Bittersweet Hypothesis

The Bittersweet Hypothesis

Bittersweet Symphony

A song by The Verve, with a fairly large sample from an orchestral song by the Rolling Stones, this song was in the end the Verve’s downfall, as they can no longer play it without the Mick Jagger’s permission.

The song is most notable for the Bittersweet Hypothesis, outlined below. The phenomenon was noted by the University of Awesome’s own Professor Adrian during his research on Jesus’ iPod

The Bittersweet Hypothesis

The hypothesis states that, for all music players, as the time of ownership of said music player increases, the probability of that player containing The Verve’s Bittersweet Symphony approaches one.

Bittersweet Hypothesis
Exhibit A: Topical graph outlining the basis of the hypothesis

Supporting Evidence

  1. If you have a music playing device, take it out.
  2. Turn it on and look for Bittersweet Symphony.
  3. If it’s there, I told you so.
  4. If it isn’t, it’ll probably be there soon. Also, you’re an outlying data point.

Consequences

The consequences of the Bittersweet Hypothesis are dire. The most important one is that this song may cause severe clogging of the tubes.

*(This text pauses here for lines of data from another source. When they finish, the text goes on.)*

PR #7621, opened 2021-06-02
fix: npe on listing after notification error

rodesai:
Ensure that the query is initialized before notifying

### DIFF
--- a/ksqldb-engine/src/main/java/io/confluent/ksql/query/QueryRegistryImpl.java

There are over 7 billion people in the world. if one in 20 people have portable music devices, that makes 350 million such devices. Each one will in all probability eventually cause a download of Bittersweet Symphony, which is approximately 4 MB, or megabytes, or million bytes. This turns into 1.4 Billion megabytes, or 1400 Terabytes of the same song repeated over and over. Now, remember that for most portable devices, the song is also repeated on a personal computer, doubling the number to 2800 TB of the Bittersweet Symphony.

Just for good measure, that number is roughly 2,800,000,000,000,000 Bytes, which are 8 bits each, 11,200,000,000,000,000 bits (Eleven thousand two hundred million bajillion infinity).

Solutions

Several solutions have been proposed to resolve this issue. One is to create a central data center to store a single copy of the 4 MB file, and then every music playing device would have to stream it from there, but unfortunately this does not resolve the problem of clogging the tubes, it only reduces the places it ends up stored.

According to Joshua, the supercomputer from War Games, it is “an interesting game. The only winning move is not to play.” It has been suggested that the song be banned from the tubes in order to protect them from this magnitude of clogging.